The parser implementation reads nodes left to right instead of lowest to highest (as original design intends)

The program starts at the main branch and moves upwards. It then follows the lowest branch it finds off of the main branch. It then follows that branch, choosing always the lowest possible branch first. Finally, when the lowest possible branches have been explored, it returns the the branch from which the current branch stems, and explores the next lowest branches that have not been followed yet.

This text is ambiguous in the sense of what lowest and highest means.

If it means whatever comes first when following the main branch, how should a tie be handled when it is possible to move both left and right?

Given the example bellow


1   2
 \ /    4
  \ 3 /
   \|/
    |

Current implementation

The current implementation of the example above would add 1, 2, 4 and 3 to the stack as it parses the left-most branch until the end, comes back to next possibility and pares the right-most and only then follows the main branch

lowest means shortest

Other possible interpretation is that lowest means shortest. So, considering the shortest path to reach a leaf, which can be as like doing a BFS to visit the tree nodes, so this case could result in the stack as 3, 4, 1 and 4 OR 3, 4, 2 ,1 depending on how you decide left and right ties precede each other.

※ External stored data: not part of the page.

PR #902, opened 2022-08-12
Fixes some annoying but simple bugs in develop branch

gowthamrao:


inst/shiny/DiagnosticsExplorer/R/StartUpScripts.R
```diff
@@ -408,6 +408,20 @@ initializeEnvironment <- function(shinySettings,
       unique() %>%
       sort()
   }
+  
+  if (!is.null(envir$conceptSets)) {
```
azimov, line 412: What is the reason this is included here? The reason this function exists is because there were hundreds of hacks that changed the global namespace. I want to remove it in a future version as this is bad practice for an app this large.

extras/UploadToDatabase.R
```diff
@@ -46,5 +46,21 @@ for (i in (1:length(listOfZipFilesToUpload))) {
   )
 }
 
+tablesInResultsDataModel <- CohortDiagnostics::getResultsDataModelSpecifications() |>
```
azimov, line 49: Remove native pipe. Its use is inconsistent throughout the package, it requires R 4.1.0 (which is NOT a requirement of the shiny app) and its behaviour is different to they tidyverse's pipe in subtle ways that will be confusing.

azimov (changes requested):
Please split this in to separate PRs so the changes can be tested in isolation.

For my sanity I would like to see the following PRs:

* Changes to the reactive inputs - this is the biggest and the changes to the main DiagnosticsExplorerModule code are very extensive. It is not clear what these changes aim to do and if they even fix the issues. (which aren't stated anywhere)
 
*Changes to the cohort definitions module - there are 600 lines of changes here. There is no stated obvious reason for them and this has enormous potential to cause bugs. It isn't reasonable to expect this to be reviewed as part of a larger PR

* Minor cosmetic changes that do not require much testing

* Inclusion of annotation in modules where it was not previously present

* Lower risk bug fixes that can be quickly tested and approved

extras/UploadToDatabase.R
gowthamrao: Are you looking at the right code? i dont see any native pipes? I removed them last week

PR #908, opened 2022-08-23
Append cd_version to results data model

gowthamrao:
cd_version table was added to develop, but the DDL and results data model wasnt updated

needs a drop for example
https://github.com/OHDSI/CohortDiagnostics/blob/e6b5a7633d1320ca42d80713ce775c187043525f/inst/sql/sql_server/CreateResultsDataModel.sql#L75-L79


azimov:
Rejecting this PR as this change is/will be covered by the database migrations. I am currently working on a generic solution for all hades packages that will implement this.

PR #909, opened 2022-08-27
Chunk cohort time series

gowthamrao:


azimov:
Its not clear what the reason for these changes are or what you mean by "chunked". The tests also fail.

gowthamrao:
> Its not clear what the reason for these changes are or what you mean by "chunked". The tests also fail.

Chunking: break a big something into smaller parts :)

When running this on a large set of cohorts (like phenotype library), its best to break it into chunks of iteration. In each iteration, capture the output from Rs memory and write into file. That way, if for any reason the connection gets closed - the result files are written to drive

PR #103, opened 2017-01-31
sort builds in build list by id

earnubs:


earnubs:
[Sorting in builds list](https://trello.com/c/jfXluS5g/70-sorting-in-builds-list)

src/common/components/build-history/index.js
```diff
@@ -1,20 +1,23 @@
...
 
 import BuildRow from '../build-row';
 import { Message } from '../forms';
 
 const BuildHistory = (props) => {
-  const { repository, success } = props;
+  const { repository, success, builds } = props;
 
-  const builds = props.builds.map((build) => (
+  sortBy(builds, ['buildId']);
```
cjwatson: The docs say that `sortBy` returns the sorted array, not that it mutates it in place, so shouldn't this be `const sortedBuilds = sortBy(builds, ['buildId'])` or something like that?  (If it did mutate it in place, I'd worry slightly about whether this was mutating `props`.)

src/common/components/build-history/index.js
```diff
@@ -4,21 +4,26 @@ import { connect } from 'react-redux';
...
+  if (!success) {
+    return null;
+  }
+
+  if (!hasBuilds) {
+    return <Message status='info'>This snap has not been built yet.</Message>;
+  }
+
+  const buildRows = builds
+    .sort((a,b) => (+a.buildId < +b.buildId))
```
cjwatson: This will produce wrong results depending on what pairs of elements the comparison function happens to be called with (because if `a.buildId` is greater than `b.buildId`, then this will incorrectly return 0 rather than something negative).  https://developer.mozilla.org/en-US/docs/Web/JavaScript/Reference/Global_Objects/Array/sort suggests using subtraction as the comparison function for integers, so maybe `(+b.buildId) - (+a.BuildId)` instead?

ambiguity of the original design

The original Hello, World! example seems to not follow the lowest means shortest rule strictly, seeming to favor the left branch as it was the lowest in the main branch. But how would it handle a tie?

In the example above it is not clear how the original tree traversing design expects the elements to be added to the stack. (Should two branches in the same level at the main branch be considered a parsing error?)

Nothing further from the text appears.